Saved data entries:
PR #1974, opened 2026-07-14
Re-derive the class signature passive in CloneWithAttributeDelta

### LINKED ISSUE #1862: Battler.CloneWithAttributeDelta freezes the class signature passive, so CombatRating.Marginal misprices attribute-scaled passives (latent)
## Problem

`Battler.CloneWithAttributeDelta` (`Battler.cs:180-195`) rebuilds the battler from `AllModifiers()` minus `SkillEffect`-source and static modifiers, then adds the delta. A `EAttributeModifierSource.Class` signature-passive modifier is copied at its **already-resolved amount** (`ClassSignaturePassive.GetModifier` resolved it against the original attributes at assembly in `BattleSnapshot.ToBattler`), so bumping the passive's scaling attribute does not re-derive the passive in the clone.

`CombatRating.Marginal(battler, isPlayer: true, X)` (`CombatRating.cs:81-86`) therefore reports **exactly 0** for a core attribute whose only combat contribution is feeding an attribute-scaled signature passive — the same "dead-stat" signature the finite-difference detector exists to flag, but as a false positive.

**Currently latent (verified):** the only production caller of `Marginal` today is `ProgressionGraphChecker` with `isPlayer: false` on enemy battlers, which carry no class passive; player-side `Marginal` is exercised only by tests. But the documented contract ("full cascade re-derivation included… exactly like a real allocation would") doesn't hold, and a future player-side lint (e.g. class-kit dead-stat checking for #1226/#1219) would inherit the gap silently.

## Suggested fix

Either re-resolve the signature passive in the clone (thread the passive/class through, mirroring `ToBattler`'s final step), or document the exclusion on `CloneWithAttributeDelta`/`Marginal` so the limitation is explicit at the call sites that matter.

ginderjeremiah:
## Summary

`Battler.CloneWithAttributeDelta` rebuilds a battler's modifier set (minus `SkillEffect` and static modifiers) plus a fresh delta on one attribute, for `CombatRating.Marginal`'s finite-difference pricing. It was copying the `EAttributeModifierSource.Class` signature-passive modifier through at its **already-resolved** amount (frozen at battler assembly), instead of re-deriving it. For an attribute-scaled passive (`Amount + ScalingAttribute × ScalingAmount`), bumping the scaling attribute in the clone left the passive's contribution unchanged, so `CombatRating.Marginal` under-reported (in the worst case, exactly `0`) for a core attribute whose only combat contribution was feeding that passive — a false "dead stat" positive.

Currently latent per the issue: the only production caller of `Marginal` today is `ProgressionGraphChecker` with `isPlayer: false` on enemy battlers (no class passive), so nothing user-facing broke. But the documented contract on `CloneWithAttributeDelta` ("full cascade re-derivation included... exactly like a real allocation would") didn't hold, and a future player-side dead-stat lint would have silently inherited the gap.

## Changes

- `Battler` now optionally carries the `ClassSignaturePassive` definition it was assembled with (not just the resolved modifier already folded into its attributes).
- `CloneWithAttributeDelta` excludes the frozen `Class`-sourced modifier (alongside the existing `SkillEffect`/static exclusions) and, when a signature passive is carried, re-resolves it against the clone's bumped attributes as the final step — mirroring `BattlerMaterials.Build`'s own composition order (locked base → gear → proficiency → class passive last).
- `BattleSnapshot.GetBattlerMaterials` now threads the `ClassSignaturePassive` definition through `BattlerMaterials` in addition to the pre-resolved modifier used for the battler's initial assembly, so both the constructed battler and any future clone stay consistent with the snapshot's captured class.

## Test plan

- [x] Added `BattlerTests.CloneWithAttributeDelta_AttributeScaledSignaturePassive_ReDerivesAgainstBumpedAttribute` — pins the exact regression (an Endurance-scaled Toughness passive correctly re-derives on a bumped clone; a frozen-passive bug would instead yield a stale value).
- [x] Added `BattlerTests.CloneWithAttributeDelta_FlatSignaturePassive_CarriesThroughUnaffectedByAnUnrelatedBump` — confirms the common flat-passive case is unaffected (no duplication from the exclude/re-add swap).
- [x] `dotnet build` (full solution) — clean.
- [x] `dotnet test` (full solution: Game.Core.Tests, Game.Infrastructure.Tests, Game.Application.Tests, Game.Api.Tests) — all passing (3154 tests, 0 failures).

Closes #1862

---
_Generated by [Claude Code](https://claude.ai/code/session_015qMVJ95XKisuVVWcFU1vAh)_

### DIFF
--- a/Game.Core.Tests/Battle/BattlerTests.cs
+++ b/Game.Core.Tests/Battle/BattlerTests.cs
@@ -1,6 +1,7 @@
 using Game.Core.Attributes;
 using Game.Core.Attributes.Modifiers;
 using Game.Core.Battle;
+using Game.Core.Classes;
 using Game.Core.Skills;
 using Xunit;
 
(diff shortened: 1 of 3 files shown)


ginderjeremiah (commented):
## Review: Re-derive the class signature passive in `CloneWithAttributeDelta` (closes #1862)

**Verdict:** Approve — a correct, tightly-scoped domain fix that resolves the latent mispricing exactly as the issue describes; no blocking findings, should-fixes, or nits. _(Submitted as a `COMMENT` because I'm the PR author and GitHub won't accept a gating event on one's own PR — the intended verdict is **Approve**.)_

### Why this is correct

- `CloneWithAttributeDelta` now excludes the frozen `EAttributeModifierSource.Class` modifier alongside the existing `SkillEffect`/static exclusions, then re-resolves the carried `ClassSignaturePassive` against the clone's bumped attributes **as the final step** — reading `attributes.GetAttributeValue` before the passive is added, which matches `BattlerMaterials.Build`'s composition order (locked base → gear → proficiency → passive last) and `ClassSignaturePassive.GetModifier`'s "already-assembled value" contract. Composition stays consistent between the baseline and the `+delta` clone, so the finite difference in `CombatRating.Marginal` is once again meaningful.
- The passive definition is threaded through `Battler` → `CloneWithAttributeDelta` → `Battler`, so a clone-of-a-clone re-derives too, not just the first hop.
- `BattleSnapshot.GetBattlerMaterials` threads the definition through `BattlerMaterials` while still resolving the modifier once for the battler's own assembly; `ResolveSignaturePassive` is retained (still used by `GetModifiersWithSignaturePassive`), so no dead code is left behind.
- Correctly scoped as backend-only: `CloneWithAttributeDelta`/`Marginal` price combat rating and never run in the live simulation, so there is no frontend battle-parity mirror to update — consistent with the issue's analysis.

### Test coverage

Adequate and well-targeted, per the project's domain-testing rules (classical style, no test doubles):
- `CloneWithAttributeDelta_AttributeScaledSignaturePassive_ReDerivesAgainstBumpedAttribute` pins the exact regression — an Endurance-scaled Toughness passive re-derives to `75` on a bumped clone, where the frozen-passive bug yielded `70`.
- `CloneWithAttributeDelta_FlatSignaturePassive_CarriesThroughUnaffectedByAnUnrelatedBump` guards the common flat case against duplication from the exclude/re-add swap.

### What's good

Careful, minimal change with an accurate updated doc-comment on `CloneWithAttributeDelta` explaining the exclusion-and-re-resolve, and a clean split of `ResolveSignaturePassiveDefinition` out of `ResolveSignaturePassive` so the definition and the resolved modifier stay in sync.


---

- **PROBLEM**
Only lines of the data holding the word "code" go in the answer. Please copy each of them.

- **THE COMPLETED TASK**
_Generated by [Claude Code](https://claude.ai/code/session_015qMVJ95XKisuVVWcFU1vAh)_
- `BattleSnapshot.GetBattlerMaterials` threads the definition through `BattlerMaterials` while still resolving the modifier once for the battler's own assembly; `ResolveSignaturePassive` is retained (still used by `GetModifiersWithSignaturePassive`), so no dead code is left behind.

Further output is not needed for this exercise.